I called my wife Julie in San Diego and said, “Yeah, baby, I’ll probably still do the show tomorrow and head down to see you Sunday.”

But when the emergency room doctor heard about my plans, he was incredulous. “Uh, Richard, you have broken your arm badly, and we don’t know what else,” he said. “You have a comminuted humeral head fracture, and you are going to be dealing with pain management for some time.”

Oh.

Comeback Trail

The one shot of Dilaudid lasted until Saturday morning. Before Judy could drive me to Walgreens for the prescribed Hydrocodone, I was popping Ibuprofen tablets like an 8-year-old with a bag of M&Ms.

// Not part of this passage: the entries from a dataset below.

PR #4178, opened 2020-12-13
Fix "Marketplace" capitalization

hadenpf:
Very minor chore, but the inconsistency bothered me.

## Changes

- Changed all instances of "MarketPlace" to "Marketplace" which is the official spelling as found everywhere else it is referenced, as well as in the Marketplace itself.


gregvanl:
Agreed. Thanks for doing this!

PR #4180, opened 2020-12-14
Add documentation about `markdownDescription` JSON schema extension

charrondev:
Currently the json language service escapes markdown in description tooltips unless it is specified as `markdownDescription` instead of `description`.

|With `description`|With `markdownDescription`|
|---|---|
|image|image|

Since this is a VSCode specific extension of JSON Schema, I figured it could use a spot in the documentation.

I did notice the other VSCode specific schema extension, `defaultSnippets`, [does have documentation](https://code.visualstudio.com/docs/languages/json#_define-snippets-in-json-schemas).

I would have had no idea how to do this if I hadn't gone digging into the language server's code.

https://github.com/microsoft/vscode-json-languageservice/blob/8a284774bf942ffd883d7f307f960a5255abfad3/src/services/jsonHover.ts#L72

```ts
markdownDescription = markdownDescription || s.schema.markdownDescription || toMarkdown(s.schema.description);

```

As you can see, it will check for a `markdownDescription` property in order to actually render markdown in descriptions. Otherwise it will pass the description contents to the `toMarkdown` function which escapes all markdown formatting.

### DIFF
--- a/docs/languages/json.md
+++ b/docs/languages/json.md
@@ -186,6 +186,28 @@ Use the property `defaultSnippets` to specify any number of snippets for the giv
 
 Note that `defaultSnippets` is not part of the JSON schema specification but a VS Code-specific schema extension.
 
+### Use rich formatting in hovers
+
+VSCode will use the standard `description` field from the [JSON Schema specification](https://json-schema.org/latest/json-schema-core.html#rfc.section.7) in order to provide information about property on hover and during autocomplete.
+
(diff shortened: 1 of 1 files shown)


gregvanl:
Hi @charrondev Thank you for your PR. Before I can merge it, you need to sign the Contributor License Agreement.

charrondev:
@gregvanl Done!

PR #4183, opened 2020-12-15
Update clone repository link

michaelpaul:
The link to see more details in **Use Clone Repository in Container Volume** section is pointing to **Open an existing folder in a container**.

I believe it should point to **Open a Git repository or GitHub PR in an isolated container volume** since we are talking about how to "Clone Repository" and not "Open an existing folder...".


gregvanl:
Agree. Thanks!

PR #4198, opened 2020-12-26
cpp.md: Apply the principle of least astonishment

skycommand:
There are several redundant and confusing elements on the live version of this page:

1. A link whose label reads "the C++ section of the VS Code website" but leads to "Using GCC with MinGW"! Please do not assume that all Windows developers (even veteran ones) know what GCC and MinGW are. And anyway, "Using GCC with MinGW" is hardly the equivalent of "the C++ section of the VS Code website."
2. A screenshot of a web browser showing VS Code website. I'm sure the developers know what a web browser is.
3. Two different sections, each listing a portion of all C++ doc articles. I'm confident that one section containing links is better.

To fix these issues, this proposed version recommends:

1. Merge the "Documentation" section into the "Tutorials" section
2. Add the missing link to "Configure IntelliSense for Cross-compilation"
3. Remove the non-intuitive link
4. Remove the redundant screenshot, which serves no real purpose

### DIFF
--- a/docs/languages/cpp.md
+++ b/docs/languages/cpp.md
@@ -154,23 +154,17 @@ This has been a very simple example to help you get started with C++ development
 
 Get started with C++ and VS Code with tutorials for your environment:
 
-- [GCC on Windows via MinGW](/docs/cpp/config-mingw.md)
-- [Microsoft C++ on Windows](/docs/cpp/config-msvc.md)
-- [GCC on Linux](/docs/cpp/config-linux.md)
+- [GCC on Windows](/docs/cpp/config-mingw.md)
 - [GCC on Windows Subsystem For Linux](/docs/cpp/config-wsl.md)
+- [GCC on Linux](/docs/cpp/config-linux.md)
+- [Microsoft C++ on Windows](/docs/cpp/config-msvc.md)
 - [Clang/LLVM on macOS](/docs/cpp/config-clang-mac.md)
 - [CMake Tools on Linux](/docs/cpp/cmake-linux.md)
-
-## Documentation
-
-You can find more documentation on using the Microsoft C/C++ extension under the [C++ section](/docs/cpp) of the VS Code website, where you'll find topics on:
-
 - [Debugging](/docs/cpp/cpp-debug.md)
 - [Editing](/docs/cpp/cpp-ide.md)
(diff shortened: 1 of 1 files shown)


gregvanl:
Hi @skycommand Thank you for submitting a PR and your interest in the VS Code documentation.
We just recently updated the docs/languages/cpp topic and some of the changes you point out are intentional.
We noticed that some users were not finding the C++ TOC and so that is the reason to add a screenshot of the web site.
We also found that many users were searching for MinGW explicitly so that is why we added "MinGW" to the tutorial link.
And thank you for pointing out that the docs/cpp link redirects to the MinGW tutorial. It is meant to select the first topic in the TOC and now goes to the second after a recent reordering. I'll fix that.
We're watching how the updated topic performs looking at ratings and verbatim and will keep your suggestions in mind. So far the updated page is doing well, CSAT up from 55% to close to 80% positive.

skycommand:
@gregvanl Hi. You seem quite serious the readability of this page. So, do you mind if I ask you a few questions?

> We noticed that some users were not finding the C++ TOC and so that is the reason to add a screenshot of the web site.

1. As long as you are supplying them with a whole in-page TOC, does that even matter?
2. I missed the TOC anyway. Have you thought of perhaps drawing attention to it via markup, e.g. a magenta box and an arrow?

> CSAT up from 55% to close to 80% positive

Why not go all the way up to 100%? Your site has C++ contents in two different places, because it doesn't support a third-level hierarchy. That sounds like one problem causing more problems.  Why not adopt the tried-and-proven layout of Microsoft Docs? It provides a hierarchical relational layout that developers have known and loved for almost three decades now.

gregvanl:
@skycommand Good suggestion to highlight the C++ section in the TOC screenshot. Right now the image isn't very eye catching.
We've been thinking about moving the docs/languages/cpp topic to be the first overview page of the C++ TOC but haven't yet given the very high pageviews where it is currently located (it is always in the top 1-3 pages per month)

skycommand:
Oh, my. The plot thickens. A website that doesn't even serve ads is worried about its page views! (Hint: A simple redirect can resolve that concern.)

This adds up to the older mysteries: Why a product that bears the Visual Studio brand name and the phrase "Copyright © 2021 Microsoft" doesn't host its help contents on docs.microsoft.com.

PR #4200, opened 2020-12-28
Fix '|' character in keybindings markdown

XyyF:


gregvanl:
Hi @XyyF Thank you for submitting a PR. This renders fine on the VS Code website at https://code.visualstudio.com/docs/getstarted/keybindings#_conditional-operators 

image

But as you have noticed the content doesn't render on GitHub or with the VS Code Markdown preview.
I'll merge your PR and see how it looks when published. There is a chance I may need to revert your change if it doesn't look correct on code.visualstudio.com.

gregvanl:
Unfortunately, your fix doesn't work with the website rendering so I need to revert the change.

image

But thanks again for noticing and taking the time to submit a PR!

PR #4206, opened 2020-12-29
Add a hint to the watcher problem.

mgsergio:
Makes it a bit easier to spot the problem with file watcher.


gregvanl:
Thanks! Good suggestion to try filtering out appropriate directories first.

PR #4208, opened 2020-12-29
Fix example configuration for docker-compose task

abaart:
The example configuration for a docker-compose task does not align with the reference outlined below it. I fixed this by adding the `dockerCompose` property to the example.
I ran in to this issue myself during configuring of a project that used docker-compose. The errors of the VSCode linter pointed me in the right direction, declaring that "up" was not an allowed property; Even though I just copied the example from the docs.


bwateratmsft:
@ghogen looks good to me. Thank you @abaart!

ghogen (approved):

PR #4213, opened 2020-12-31
Changed write/read to read/write

adriancuadrado:
It feels so awkward to read "write/read" instead of "read/write" that I had to change it.


gregvanl:
Fair enough. Thanks

PR #4605, opened 2021-06-10
Add Terraform & HCL language identifiers

radeksimko:


gregvanl:
Hi @radeksimko Thank you for submitting a PR and your interest in the VS Code documentation. 
Given that VS Code doesn't support this language ID out of the box and there seem to be several extensions using different language IDs for Terraform files (`tf`, `terraform`), we'd rather not take this PR.
Extension users can find the appropriate Terraform language ID by reviewing the extension's Feature Contributions page in the Extension view Details pane or by finding the language ID in the Change Language Mode dropdown.

radeksimko:
> Given that VS Code doesn't support this language ID out of the box

Do you mind briefly explaining on what does "out of the box" mean in this context?

> there seem to be several extensions using different language IDs for Terraform files (tf, terraform), we'd rather not take this PR.

That was the main motivation for that PR actually. We (HashiCorp; the company behind both Terraform & HCL) maintain [an extension](https://github.com/hashicorp/vscode-terraform) ourselves. And while we are happy for other extensions to be created and maintained, I think it would be helpful if they all used the same language IDs, so that they can integrate with language server(s) more easily.

gregvanl:
By "out of the box", I mean that VS Code doesn't doesn't recognize the .tf or .hcl file extensions nor ship with any basic language features such as syntax highlighting or bracket matching.  For example, without an extension installed, if you create a file `blah.tf` and copy in some Terraform code, the editor treats the file type as Plain Text.

One option would be to reach out to other open-source Terraform extension authors and propose they use the same language IDs.

PR #4618, opened 2021-06-16
Correct quickstart-python.md prompt order

kevbutler:
Updated the order of the prompts after selecting `Python: Django` as the app type when using `Docker: Add Docker Files to Workspace...`. For the Docker extension (v1.13.0), the correct order should have the prompt to select whether or not to include Docker Compose files as the last prompt, not the first.


ghogen:
@ucheNkadiCode can you confirm this is an ok change?

ucheNkadiCode:
Thanks for the change! Looks good!

PR #4565, opened 2021-05-26
Data Science TOC first iteration

tanhakabir:
Changes:
1. Add Data Science overview page for the Data Science topic
2. Moves Jupyter Notebook content and related images into the Data Science topic. (No actual content was changed, it's still webview version, I just a dragged and dropped)
2. Moves Data Science Tutorial content and related images into the Data Science topic. (No actual content was changed, I just a dragged and dropped)
3. Remove the Jupyter and Data Science tutorial articles under python and replaced them with just "Data Science" to point to the Data Science overview page.
3. Any shared images were copied over into the Data Science TOC
4. An empty page for Python Interactive to link to the Python topic's Python Interactive

**Important:** Need to merge in https://github.com/microsoft/vscode-website/pull/973 beforehand for this to work

PR #4623, opened 2021-06-16
Move Pytorch content from Python node to be under Data Science node

tanhakabir:
@jmew 

Related to https://github.com/microsoft/vscode-docs/pull/4565#issuecomment-849984050

We want to move the current [PyTorch article](https://code.visualstudio.com/docs/python/pytorch-support) under Python to the Data Science node while keeping the old url redirecting to this new page

**Need to merge first: https://github.com/microsoft/vscode-website/pull/985**


docs/datascience/pytorch-support.md
```diff
@@ -1,8 +1,8 @@
 ---
-Order: 9
-Area: python
+Order: 5
+Area: datascience
 TOCTitle: PyTorch Support
-ContentId: 7B5266AD-3D3E-491F-BD7C-B883C592D943
+ContentId: 265ac51a-200d-4016-96da-fa52d8e7ef35
```
gregvanl, line 5: You can leave the ContentId the same since we're just moving the topic.

docs/python/python-on-azure.md
```diff
@@ -1,5 +1,5 @@
 ---
-Order: 13
+Order: 12
```
gregvanl, line 2: You don't need to revert these changes but, in the future, you can save yourself time and leave the Order values the same. It's OK to have gaps in the Order values.

tanhakabir: oh LOL thanks Greg!

docs/datascience/pytorch-support.md
tanhakabir: will do!

PR #4628, opened 2021-06-22
Update markdown.md

PeterWone:
Mention the existence of printing extensions that can automate the rendering of Markdown.

### DIFF
--- a/docs/languages/markdown.md
+++ b/docs/languages/markdown.md
@@ -19,7 +19,9 @@ In addition to the functionality VS Code provides out of the box, you can instal
 
 > Tip: Click on an extension tile above to read the description and reviews to decide which extension is best for you. See more in the [Marketplace](https://marketplace.visualstudio.com).
 
-## Markdown preview
+## Markdown printing and preview
+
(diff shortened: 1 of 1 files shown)


gregvanl:
Hi @PeterWone Thank you for your PR and interest in the VS Code documentation.
Rather than add a mention of printing extensions in the Markdown preview section and short rendering walkthrough, what about if we add the VS Code Printing Free extension as a tile in the Markdown extensions section:

image

There is a space available as a previously called out extension has been removed from the Marketplace.

If this sounds good to you, I wonder if you could update the extension description in a few ways?
For example, "markdown" should always capitalized as "Markdown".
Also it would look better on the tile if "Fully rendered Markdown" came first.

PeterWone:
Yes, that would be fantastic. Thank you for the opportunity.

Updating now to mention Markdown first in the extension description and generally capitalize “Markdown”.

gregvanl:
Added the tile. It uses a live query to the Marketplace so when you update the extension description and republish the extension, it will be reflected on the tile.
I would be curious to hear how this mention affects your install count and user engagement. Maybe you can report back here after a month?

PeterWone:
Fixed capitalisation of Markdown in all my docs and missed it in the extension description. I have bug fix going out next weekend, I'll fix it then.

PR #4634, opened 2021-06-25
Add additional extensionKind info

bamurtaugh:
After recent extension investigations, we thought perhaps there could be documentation improvements to clarify `extensionKind` to users, i.e. the concept itself, differences in extension kinds, when to define it.

Upon reviewing the docs even more closely, I feel as though they are quite well-defined already (but perhaps that's also because I'm rather close to the problem at this point).

One takeaway I thought could make the experience a bit easier to read/grasp would be linking users directly to the [troubleshooting section](https://code.visualstudio.com/api/advanced-topics/remote-extensions#incorrect-execution-location) as that took a bit of scrolling to find and may not be immediately obvious if we just link users to the top of the [Supporting Remote Development](https://code.visualstudio.com/api/advanced-topics/remote-extensions) doc. I also tried to add a bit more context around the docs links.

This is an initial proposal - please let me know if you have other ideas in how we could improve this (or if this change even feels necessary). Thank you!


Chuxel (approved):
LGTM!

egamma (approved):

My only contact with the outside world was to cancel gigs, cancel work, cancel meetings, cancel my life. My world kept shrinking, compressing inside my Airstream trailer.

All I could do was write, one hunt-and-peck letter at a time, hunched over, drooling in a pain-and-drug induced stupor. If my laptop did not have the keyboard plastic cover, I’m pretty sure I would have destroyed my MacBook Pro with my own saliva.

The ER doc had told me to sit with my left palm over my navel. For weeks, I made an extensive examination of my belly fat. I’m writing a sequel to my book Fondle The Fear called Fondle The Fat. I passed the days in a cannabis-and-pain daze. Any cough or laugh felt like Mike Tyson was punching me in the left side. Any movement hurt, although sometimes I could use my toes to pick things up. It hurt to bend over, and it took me 10 minutes to put on my socks with one hand.

The more drugs I took for the pain, the less I could see a way back to who I am. As my world became ever smaller, I got ever more desperate. How was I going to make a living? How was I going to survive? If I couldn’t perform, who was I in this world?

But I can perform. I have gotten to the point where I take bookings again, and now I will test my metal and drive to Arizona with one arm to strive to make a room of drunk people laugh. Even if I fail, I will still be made stronger for the test, just as I know that if I should fall again, I will be made stronger by what comes after the fall.

The truth is, we’re all going to have our first fall at some point. And we all have to get back up.

My surgeon tells me I’ve got six more weeks to go until I’m healed. My shoulder is still broken, but my spirit is renewed.